CDOCS a SPEAR Company

Cash or Good Checks Only

Thomas Monahan Jeffrey Caso
13 years ago

This past weekend I did something wonderful. I took my 87-year-old father to his summer home in the Catskill Mountains in upstate New York. This was something special to both him and my family because we have had so many great times there. He hasn't been able to get there in recent years due to his advancing age and his inability to drive. He expressed an interest to go a short while ago and I jumped at the chance.

This was not just a house to him; it was his place to escape a very stressful profession and relax. Nestled in the woods atop a mountain it was a refuge from the storm. I have never met someone who worked as much as he. Up at 5:00 am and many nights still working at 9:30pm. He loved his job as a physician and was available to his patients around the clock. Later in life, he just needed a place to escape once in a while and relax.

This was the place and it means so much to him to be able to see it again. That, however, is not the point of this blog. The house is in the hills above a very small, very rustic town. The one major attraction is the auction house that draws crowds the equivalent of the Christmas tree lighting in Rockefeller Center every Saturday night. High-end cars from Manhattan start arriving early in the day and people examine every piece of merchandise in the place.

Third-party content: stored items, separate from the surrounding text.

Issue #6154, opened 2026-07-04
z.iso.datetime() rejects extended-year ISO strings produced by Date#toISOString() (e.g. year 10000+)


kkawaharanet:
## Description

`z.iso.datetime()` rejects ISO 8601 datetime strings using the expanded year representation (leading `+`/`-` sign with a 6-digit year).

## Reproduction

```ts
import { z } from "zod";

const schema = z.iso.datetime();

const date1 = new Date("9999-12-31T00:00:00.000Z").toISOString();
console.log(date1); // "9999-12-31T00:00:00.000Z"
console.log(schema.safeParse(date1)); // { success: true, data: '9999-12-31T00:00:00.000Z' }

const date2 = new Date("+010000-01-01T00:00:00.000Z").toISOString();
console.log(date2); // "+010000-01-01T00:00:00.000Z"
console.log(schema.safeParse(date2));
// { success: false, error: ZodError: [{ code: "invalid_format", format: "datetime", message: "Invalid ISO datetime", ... }] }
```

## Expected behavior

Both `safeParse` calls should succeed, since both inputs are valid outputs of `Date#toISOString()`.

Per the [docs](https://zod.dev/api?id=iso-datetimes#iso-datetimes):

> The `z.iso.datetime()` method enforces ISO 8601;

ISO 8601 permits an expanded year representation (leading `+`/`-` sign with a 6-digit year) for years outside 0000–9999.

Rejecting a valid ISO 8601 expanded-year string is a mismatch between the documented behavior and the implementation.

## Actual behavior

The year-10000 case fails with `Invalid ISO datetime`.

## Additional context

Zod version: 4.4.3

colinhacks:
Closing as intended behavior. The `z.iso.datetime()` regex accepts a strict subset of ISO 8601 — it already rejects basic format (`20200101T061500Z`), week dates (`2020-W01-1`), ordinal dates (`2020-001`), comma decimal separators and `24:00`, all of which the spec permits just as much as expanded years. The narrowness is the point, so "ISO 8601 allows it" isn't on its own a reason to widen the regex.

[...]

PR #6217, opened 2026-07-21
fix: accept extended-year ISO strings in datetime regex (issue #6154)

deepshekhardas:
﻿Date#toISOString() produces extended-year ISO strings (e.g. "+010000-01-01T00:00:00.000Z") for years >= 10000 or <= -000000. The zod datetime regex only accepted 4-digit years, causing false validation failures for valid ISO 8601 strings.

Changes:
- regexes.ts: dateSource now accepts [±]\d{6} extended-year format as a third alternative branch (with basic month/day validation)
- tests/datetime.test.ts: test for extended year parsing
- Updated to-json-schema inline snapshots reflecting the changed regex


deepshekhardas:
Superseded by #6256 — cleaner regex fix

Watching the auction is a great experience. The things you think will never sell fetch huge amounts and some cool items get put back on the shelf. My wife and I have an old joke. More than 20 years ago at that very auction house, we bid on and won a great hutch which is still in our dining room today. We placed a $100 limit on ourselves and bought it for a very close $95. I tell everyone who asks that we actually should have gotten it for $85 but my wife got so excited bidding that she bid against herself twice. Of course that's not true, but it alludes to the excitement that occurs at an auction.

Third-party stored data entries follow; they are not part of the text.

PR #6218, opened 2026-07-21
fix: move pnpm build before matrix TypeScript swap in CI (issue #6185)

deepshekhardas:
﻿The `pnpm build` step was running after `pnpm add typescript@latest`, which caused zshy to crash on TypeScript 7.x (which ships the Go-native compiler without the JS compiler API).

Moving `pnpm build` before the matrix TypeScript swap ensures the build uses the repo's pinned TypeScript. The matrix swap continues to apply to the test and typecheck phase (which is the intended purpose of the matrix).


deepshekhardas:
Superseded by #6253 — cleaner CI fix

So, once again, my point. For the past several decades whenever I have entered this auction house, so many things have remained unchanged: the unique smell, the 100 chairs with masking tape on them bearing the names of the auction's best customers and in essence saving their seats. But one thing has always caught my eye. It is an ancient handwritten sign by the register on yellow, cracking paper which says, "Cash or Good Checks Only." This time, after so many years, the timing was just right. A friendly-looking older woman was standing beside the register and I just had to know. I said, 'Does that really work?' gesturing toward the sign by the register. She smiled and said, "Not one returned check in more than 50 years.' I smiled and said, 'I thought so.'

Sometimes in business it's luck and sometimes it's simpler than that. Just tell people what to do; they need to be guided a bit. This business set the rules up years ago and now by virtue of that aging sign, they drew a line in the sand and nobody wants to be that terrible individual who will break a multi-decade streak. That's what I do in my office. My front desk staff tells people in no uncertain terms what is expected of them and what they need to do to keep up their end of the bargain. No guesswork. Here's what you do and here's how you do it.

Now, that's a good lesson in business, any business really. As far as my take on that aging sign that I have been looking at for so many years. It's not good business, it's luck. I just prefer to think of it differently. Why? Because it makes me feel good. Like the planets are aligned and the world can really be a good place.